Entries shown
PR #142, opened 2026-04-10
Add ovf functions and tests

DiegoDeGusem:
This PR adds `save_ovf` and `load_ovf` methods to `FieldQuantities`. This allows users to save and load `FieldQuantities` via OVF files.
The `save_ovf` method uses `pyovf` and provides it with all available metadata. However, some metadata appears to be ignored (e.g. simulation time) and some fields are hard-coded in pyovf (e.g. units).
`pyovf` expects arrays with shape `(nz, ny, nx, ncomp)`, while mumax⁺ uses `(ncomp, nz, ny, nx)`. The save function reorders the axis, while the load function reverses this. To notify users of this reordering, the save function has a warning in the docstring.

### DIFF
--- a/mumaxplus/fieldquantity.py
+++ b/mumaxplus/fieldquantity.py
@@ -3,6 +3,7 @@
 import numpy as _np
 import pyovf
 from .grid import Grid
+from pathlib import Path
 
 
 class FieldQuantity:
@@ -156,11 +157,12 @@ class FieldQuantity:
         name : str (default="")
             The name of the OVF file. If the name is empty (the default), it will look for the most recently saved file with this FieldQuantity name."""
         if name == "":
-            if self.name not in self._ovf_counts:
-                raise FileNotFoundError(f"{self.name.replace(":", "_") + f"{0:06d}.ovf"} does not exist")
-            count = self._ovf_counts[self.name] - 1
-            name = self.name.replace(":", "_") + f"{count:06d}.ovf"
-
+            name_replace = self.name.replace(":", "_")
+            files = Path(".").glob(f"{name_replace}*.ovf")
+            try:
+                name = str(max(files, key=lambda f: int(f.stem[-6:])))
+            except ValueError:
+                raise FileNotFoundError(F"No files matching '{name_replace}*.ovf' found.")
         ovf = pyovf.read(name)
         if self.ncomp == 1:
             data = _np.array([ovf.data])
--- a/mumaxplus/fieldquantity.py
+++ b/mumaxplus/fieldquantity.py
@@ -1,7 +1,7 @@
 """FieldQuantity implementation."""
 
 import numpy as _np
-
+import pyovf
 from .grid import Grid
 
 
@@ -122,3 +122,34 @@ class FieldQuantity:
             self._impl.exec()
         stop = time.time()
         return (stop - start) / ntimes
+
+    def save_ovf(self, name=""):
+        """Save the FieldQuantity as an OVF file.
+
+        Parameters
+        ----------
+        name : str (default="")
+            The name of the OVF file. If the name is empty (the default), the name of the FieldQuantity will be used.
+            
+        Warning
+        -------
+        The shape of the array in the OVF file is (nz, ny, nx, ncomp) and not (ncomp, nz, ny, nx) in order to have the correct metadata."""
+        cx, cy, cz = self._impl.system.cellsize
+        ovf = pyovf.create(_np.moveaxis(self.eval(), 0, -1), xstepsize=cx, ystepsize=cy, zstepsize=cz, title=self.name)
+        ovf.TotalSimTime = self._impl.system.time
+        if name == "":
+            name = self.name + ".ovf"
+        pyovf.write(name, ovf)
+
+    def load_ovf(self, name=""):
+        """Load an OVF file as a FieldQuantity.
+
+        Parameters
+        ----------
+        name : str (default="")
+            The name of the OVF file. If the name is empty (the default), the name of the FieldQuantity will be used."""
+        if name == "":
+            name = self.name + ".ovf"
+        ovf = pyovf.read(name)
+        data = _np.ascontiguousarray(_np.moveaxis(ovf.data, -1, 0))
+        self.set(data)
--- a/mumaxplus/fieldquantity.py
+++ b/mumaxplus/fieldquantity.py
@@ -151,5 +151,8 @@ class FieldQuantity:
         if name == "":
             name = self.name + ".ovf"
         ovf = pyovf.read(name)
-        data = _np.ascontiguousarray(_np.moveaxis(ovf.data, -1, 0))
+        if self.ncomp == 1:
+            data = _np.array([ovf.data])
+        else:
+            data = _np.ascontiguousarray(_np.moveaxis(ovf.data, -1, 0))
         self.set(data)
--- a/mumaxplus/fieldquantity.py
+++ b/mumaxplus/fieldquantity.py
@@ -145,7 +145,7 @@ class FieldQuantity:
         ovf.TotalSimTime = self._impl.system.time
         if name == "":
             count = self._ovf_counts.get(self.name, 0)
-            name = self.name.replace(":", "_") + f"{count:06d}.ovf"
+            name = self.name.replace(":", "_") + f"_{count:06d}.ovf"
             self._ovf_counts[self.name] = count + 1
         pyovf.write(name, ovf)
 
@@ -160,9 +160,9 @@ class FieldQuantity:
             name_replace = self.name.replace(":", "_")
             files = Path(".").glob(f"{name_replace}*.ovf")
             try:
-                name = str(max(files, key=lambda f: int(f.stem[-6:])))
+                name = str(max(filter(lambda f: f.stem[-6:].isnumeric(), files), key=lambda f: int(f.stem[-6:])))
             except ValueError:
-                raise FileNotFoundError(F"No files matching '{name_replace}*.ovf' found.")
+                raise FileNotFoundError(F"No files matching '_{name_replace}*.ovf' found.")
         ovf = pyovf.read(name)
         if self.ncomp == 1:
             data = _np.array([ovf.data])
--- a/mumaxplus/fieldquantity.py
+++ b/mumaxplus/fieldquantity.py
@@ -7,6 +7,7 @@ from .grid import Grid
 
 class FieldQuantity:
     """A functor representing a physical field quantity."""
+    _ovf_counts = {} # It keeps resetting to 0 if it is in the __init__
     def __init__(self, impl):
         self._impl = impl
 
@@ -133,23 +134,27 @@ class FieldQuantity:
             
         Warning
         -------
-        The shape of the array in the OVF file is (nz, ny, nx, ncomp) and not (ncomp, nz, ny, nx) in order to have the correct metadata."""
+        The shape of the array in the OVF file is (nz, ny, nx, ncomp) and not (ncomp, nz, ny, nx) in order to have the correct metadata.
+        
+        Warning
+        -------
+        self.name returns a string with colons (:). To avoid issues on Windows, these colons are changed to underscores (_)."""
         cx, cy, cz = self._impl.system.cellsize
         ovf = pyovf.create(_np.moveaxis(self.eval(), 0, -1), xstepsize=cx, ystepsize=cy, zstepsize=cz, title=self.name)
         ovf.TotalSimTime = self._impl.system.time
         if name == "":
-            name = self.name.replace(":", "_") + ".ovf"
+            count = self._ovf_counts.get(self.name, 0)
+            name = self.name.replace(":", "_") + f"{count:06d}.ovf"
+            self._ovf_counts[self.name] = count + 1
         pyovf.write(name, ovf)
 
-    def load_ovf(self, name=""):
+    def load_ovf(self, name):
         """Load an OVF file as a FieldQuantity.
 
         Parameters
         ----------
         name : str (default="")
-            The name of the OVF file. If the name is empty (the default), the name of the FieldQuantity will be used."""
-        if name == "":
-            name = self.name.replace(":", "_") + ".ovf"
+            The name of the OVF file."""
         ovf = pyovf.read(name)
         if self.ncomp == 1:
             data = _np.array([ovf.data])
--- a/mumaxplus/fieldquantity.py
+++ b/mumaxplus/fieldquantity.py
@@ -138,7 +138,7 @@ class FieldQuantity:
         ovf = pyovf.create(_np.moveaxis(self.eval(), 0, -1), xstepsize=cx, ystepsize=cy, zstepsize=cz, title=self.name)
         ovf.TotalSimTime = self._impl.system.time
         if name == "":
-            name = self.name + ".ovf"
+            name = self.name.replace(":", "_") + ".ovf"
         pyovf.write(name, ovf)
 
     def load_ovf(self, name=""):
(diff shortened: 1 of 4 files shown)


mumaxplus/fieldquantity.py
```diff
@@ -122,3 +122,34 @@ def _bench(self, ntimes=100):
...
+            The name of the OVF file. If the name is empty (the default), the name of the FieldQuantity will be used.
+            
+        Warning
+        -------
+        The shape of the array in the OVF file is (nz, ny, nx, ncomp) and not (ncomp, nz, ny, nx) in order to have the correct metadata."""
+        cx, cy, cz = self._impl.system.cellsize
+        ovf = pyovf.create(_np.moveaxis(self.eval(), 0, -1), xstepsize=cx, ystepsize=cy, zstepsize=cz, title=self.name)
+        ovf.TotalSimTime = self._impl.system.time
+        if name == "":
+            name = self.name + ".ovf"
```
JonathanMaes: `self.name` can contain a colon `:`. On Windows, a colon in a path has a special meaning, indicating a [file "stream"](https://stackoverflow.com/a/25896961).

In `test_ovf.py`, for instance, the file name generated by this line of code would be `ferromagnet_1:magnetization.ovf`. On Windows, the file `ferromagnet_1` (no extension) gets created with the associated stream `magnetization.ovf`. This does not impede the working of `load_ovf()`, which automatically grabs the correct stream, and it is even possible to store multiple streams in one file like this (e.g., both `magnetization` and `bias_magnetic_field`).

However, other programs (e.g., [mumax-view](https://mumax.ugent.be/mumax-view/)) won't expect this behavior, and neither will users, who will only see the empty file `ferromagnet_1` in their filesystem. Therefore, I would simply replace the colon by some other character that has no special meaning.

mumaxplus/fieldquantity.py
```diff
@@ -122,3 +122,34 @@ def _bench(self, ntimes=100):
...
+
+    def load_ovf(self, name=""):
+        """Load an OVF file as a FieldQuantity.
+
+        Parameters
+        ----------
+        name : str (default="")
+            The name of the OVF file. If the name is empty (the default), the name of the FieldQuantity will be used."""
+        if name == "":
+            name = self.name + ".ovf"
```
JonathanMaes: Whatever change occurs to address the colon-issue in `save_ovf` should also be applied here.

mumaxplus/fieldquantity.py
```diff
@@ -122,3 +122,34 @@ def _bench(self, ntimes=100):
...
+        Parameters
+        ----------
+        name : str (default="")
+            The name of the OVF file. If the name is empty (the default), the name of the FieldQuantity will be used.
+            
+        Warning
+        -------
+        The shape of the array in the OVF file is (nz, ny, nx, ncomp) and not (ncomp, nz, ny, nx) in order to have the correct metadata."""
+        cx, cy, cz = self._impl.system.cellsize
+        ovf = pyovf.create(_np.moveaxis(self.eval(), 0, -1), xstepsize=cx, ystepsize=cy, zstepsize=cz, title=self.name)
```
JonathanMaes, line 144: Is this necessary for parameters with 1 component (e.g., `aex`)? It seems they are stored as 3D arrays, so moveaxis shuffles the XYZ-order around.

test/test_ovf.py
```diff
@@ -0,0 +1,56 @@
...
+        self.magnet.msat = 800e3
+        self.magnet.aex = 13e-12
+        self.magnet.alpha = 0.02
+
+        self.world.timesolver.run(0.5e-9)
+
+        self.magnetization = self.magnet.magnetization.eval()
+
+        self.magnet.magnetization.save_ovf(self.name)
+        self.magnet.magnetization.save_ovf()
```
JonathanMaes, line 33: I would add an example of a 1-component field to this test as well (and any other kinds of saveable things I'm missing).

mumaxplus/fieldquantity.py
```diff
@@ -122,3 +122,34 @@ def _bench(self, ntimes=100):
...
         stop = time.time()
         return (stop - start) / ntimes
+
+    def save_ovf(self, name=""):
+        """Save the FieldQuantity as an OVF file.
+
+        Parameters
+        ----------
+        name : str (default="")
+            The name of the OVF file. If the name is empty (the default), the name of the FieldQuantity will be used.
```
ilateur: In mumax3 there is a very nice feature where by default it will take the name of the quantity and append an integer of 6 digits, which is always increasing, so `m000000.ovf`, `m000001.ovf` and so on. This could be nice to have here as well?

Although I don't know how easy this number is to keep track of inside the python layer, where a new python `FieldQuantity` instance is created every time and wrapped around the same `_impl` instance.

mumaxplus/fieldquantity.py
```diff
@@ -122,3 +122,34 @@ def _bench(self, ntimes=100):
...
+            name = self.name + ".ovf"
+        pyovf.write(name, ovf)
+
+    def load_ovf(self, name=""):
+        """Load an OVF file as a FieldQuantity.
+
+        Parameters
+        ----------
+        name : str (default="")
+            The name of the OVF file. If the name is empty (the default), the name of the FieldQuantity will be used."""
```
ilateur: Should this docstring have a warning too?

mumaxplus/fieldquantity.py
```diff
@@ -122,3 +122,34 @@ def _bench(self, ntimes=100):
...
+        if name == "":
+            name = self.name + ".ovf"
+        ovf = pyovf.read(name)
+        data = _np.ascontiguousarray(_np.moveaxis(ovf.data, -1, 0))
```
ilateur: maybe add a lil comment

src/bindings/wrap_system.cpp
```diff
@@ -40,6 +40,9 @@ py::array_t<T> get_data(const System* system, Getter getter, T default_value) {
 void wrap_system(py::module& m) {
   py::class_<System, std::shared_ptr<System>>(m, "System")
       .def_property_readonly("grid", &System::grid)
+      .def_property_readonly("time", [](const System& s) {
+                                     return s.world()->time();
+                                     })
```
ilateur: (I'd make this 1 line)

test/test_ovf.py
```diff
@@ -0,0 +1,56 @@
+from mumaxplus import *
+import pyovf
+import numpy as np
+from mumaxplus.util import plot_field
```
ilateur: unused

test/test_ovf.py
```diff
@@ -0,0 +1,56 @@
+from mumaxplus import *
```
ilateur: It's a bit better to only import what is needed

test/test_ovf.py
```diff
@@ -0,0 +1,56 @@
...
+        self.world = World(cellsize=(cx, cy, cz))
+
+        self.magnet = Ferromagnet(self.world, Grid((nx, ny, nz)))
+
+        self.magnet.magnetization = (1,0,0)
+        self.magnet.msat = 800e3
+        self.magnet.aex = 13e-12
+        self.magnet.alpha = 0.02
+
+        self.world.timesolver.run(0.5e-9)
```
ilateur: Why set these parameters and why set uniform and run? Isn't a random magnetization fine?

test/test_ovf.py
```diff
@@ -0,0 +1,56 @@
...
+
+        self.magnet.magnetization.save_ovf(self.name)
+        self.magnet.magnetization.save_ovf()
+
+        self.ovf = pyovf.read(self.name)
+
+    def test_read(self):
+        self.magnet.magnetization.load_ovf()
+        mag = self.magnet.magnetization.eval()
+        assert max_relative_error(mag, self.magnetization) < RTOL
```
ilateur: This test is not that robust. If `load_ovf` does nothing at all, it would still succeed. Maybe change the magnetization to something different before the load function?

test/test_ovf.py
```diff
@@ -0,0 +1,56 @@
...
+RTOL = 2e-7
+
+def max_relative_error(result, wanted):
+    return np.max(np.abs(result - wanted) / np.abs(wanted))
+
+class TestOVF:
+    def setup_class(self):
+        self.name = "test.ovf"
+        cx, cy, cz = 4e-9, 2e-9, 5e-9
+        nx, ny, nz = 128, 32, 1
```
ilateur: A smaller (but 3D) grid would be fine for this basic test I think

test/test_ovf.py
ilateur, line 1: Maybe this test should also try writing/reading a `Parameter` with 1 component (like `aex`) or a raw `FieldQuantity` with 6 components like `conductivity_tensor`?

ilateur (changes requested):

JonathanMaes (changes requested):

mumaxplus/fieldquantity.py
ilateur: These are also stored as 4D arrays, just with (1, cz, cy, cx), at least in mumax+

mumaxplus/fieldquantity.py
DiegoDeGusem: I didn't do that because it's not that relevant for the user

test/test_ovf.py
DiegoDeGusem: Random would work but takes longer to run. The reason I wanted to run was to check if the time was saved in the ovf. But even though I give the time to pyovf, it doesn't place it in the ovf file

mumaxplus/fieldquantity.py
DiegoDeGusem: I changed it to underscores

JonathanMaes (approved):

test/test_ovf.py
ilateur: You also never check for the time in this test

mumaxplus/fieldquantity.py
```diff
@@ -133,23 +134,27 @@ def save_ovf(self, name=""):
...
         ovf.TotalSimTime = self._impl.system.time
         if name == "":
-            name = self.name.replace(":", "_") + ".ovf"
+            count = self._ovf_counts.get(self.name, 0)
+            name = self.name.replace(":", "_") + f"{count:06d}.ovf"
+            self._ovf_counts[self.name] = count + 1
         pyovf.write(name, ovf)
 
-    def load_ovf(self, name=""):
+    def load_ovf(self, name):
```
JonathanMaes: Is there some fundamental limitation why the most recently saved file (as defined by `_ovf_counts`) can't be loaded?

mumaxplus/fieldquantity.py
```diff
@@ -148,13 +148,19 @@ def save_ovf(self, name=""):
...
         """Load an OVF file as a FieldQuantity.
 
         Parameters
         ----------
         name : str (default="")
-            The name of the OVF file."""
+            The name of the OVF file. If the name is empty (the default), it will look for the most recently saved file with this FieldQuantity name."""
+        if name == "":
+            if self.name not in self._ovf_counts:
+                raise FileNotFoundError(f"{self.name.replace(":", "_") + f"{0:06d}.ovf"} does not exist")
```
JonathanMaes: I believe this is not entirely true. If the script is run a second time, `self._ovf_counts` will be empty, but the file exists nonetheless.
Another possible improvement, which is probably too hand-holdy, could be to enumerate all the files associated with this `FieldQuantity` and load the one with the highest number, throwing an error if no file is found.

mumaxplus/fieldquantity.py
```diff
@@ -156,11 +157,12 @@ def load_ovf(self, name=""):
...
         if name == "":
-            if self.name not in self._ovf_counts:
-                raise FileNotFoundError(f"{self.name.replace(":", "_") + f"{0:06d}.ovf"} does not exist")
-            count = self._ovf_counts[self.name] - 1
-            name = self.name.replace(":", "_") + f"{count:06d}.ovf"
-
+            name_replace = self.name.replace(":", "_")
+            files = Path(".").glob(f"{name_replace}*.ovf")
+            try:
+                name = str(max(files, key=lambda f: int(f.stem[-6:])))
```
JonathanMaes: This throws an error when at least 1 file whose name starts with `name_replace` but doesn't have 6 digits at the end exists in the current directory. This can be alleviated by, e.g.,
```python
name = str(max(filter(lambda f: f.stem[-6:].isnumeric(), files), key=lambda f: int(f.stem[-6:])))
```

mumaxplus/fieldquantity.py
```diff
@@ -129,16 +131,22 @@ def save_ovf(self, name=""):
...
+        -------
+        self.name returns a string with colons (:). To avoid issues on Windows, these colons are changed to underscores (_)."""
         cx, cy, cz = self._impl.system.cellsize
         ovf = pyovf.create(_np.moveaxis(self.eval(), 0, -1), xstepsize=cx, ystepsize=cy, zstepsize=cz, title=self.name)
         ovf.TotalSimTime = self._impl.system.time
         if name == "":
-            name = self.name + ".ovf"
+            count = self._ovf_counts.get(self.name, 0)
+            name = self.name.replace(":", "_") + f"{count:06d}.ovf"
+            self._ovf_counts[self.name] = count + 1
```
ilateur, line 149: that's pretty clever

Maybe also add an underscore between name and count (`+ f"_{count:06d}.ovf"`)? This is not the mumax3 way though, so what do you think?

mumaxplus/fieldquantity.py
```diff
@@ -129,16 +131,22 @@ def save_ovf(self, name=""):
         Parameters
         ----------
         name : str (default="")
-            The name of the OVF file. If the name is empty (the default), the name of the FieldQuantity will be used.
+            The name of the OVF file. If the name is empty (the default), the name of the FieldQuantity will be used appended with an integer of 6 digits.
```
ilateur, line 134: Maybe if the name is not empty, it should be checked whether it ends with ".ovf" and append it if needed?

mumaxplus/fieldquantity.py
```diff
@@ -147,9 +155,18 @@ def load_ovf(self, name=""):
         Parameters
         ----------
         name : str (default="")
-            The name of the OVF file. If the name is empty (the default), the name of the FieldQuantity will be used."""
+            The name of the OVF file. If the name is empty (the default), it will look for the most recently saved file with this FieldQuantity name."""
         if name == "":
-            name = self.name + ".ovf"
+            name_replace = self.name.replace(":", "_")
+            files = Path(".").glob(f"{name_replace}*.ovf")
```
ilateur, line 161: I'm worried this might be a bit slow when you have saved a lot of files during your simulation. Also having a default behavior for load at all is a bit strange to me 🤔 I would take the simple option and just make `name` a necessary variable.

ilateur (commented):
It's a bit funny and sad that we now have nice functionality to save and load ovf files... but not npy files. Would it be nice to also have a `save_npy()` function? Or make it one `save()` function and decide the type based on the given string (or default if not given)? Or is this useless (just call `np.save(field_quantity.eval())`) or outside the scope of this pull request?

mumaxplus/fieldquantity.py
JonathanMaes: If a situation arises where `glob` somehow becomes a performance concern, the user can always specify `name` explicitly, thereby avoiding this entire block of code.

mumaxplus/fieldquantity.py
DiegoDeGusem: I think it is clearer with underscores, but I wanted to follow mumax³

ilateur: The names are already completely different, so breaking this too is not that bad I think

JonathanMaes (approved):

ilateur (approved):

Task to carry out
Pull out all lines from the entries above that include the word "ValueError".

Solution to the problem
+            except ValueError:
             except ValueError:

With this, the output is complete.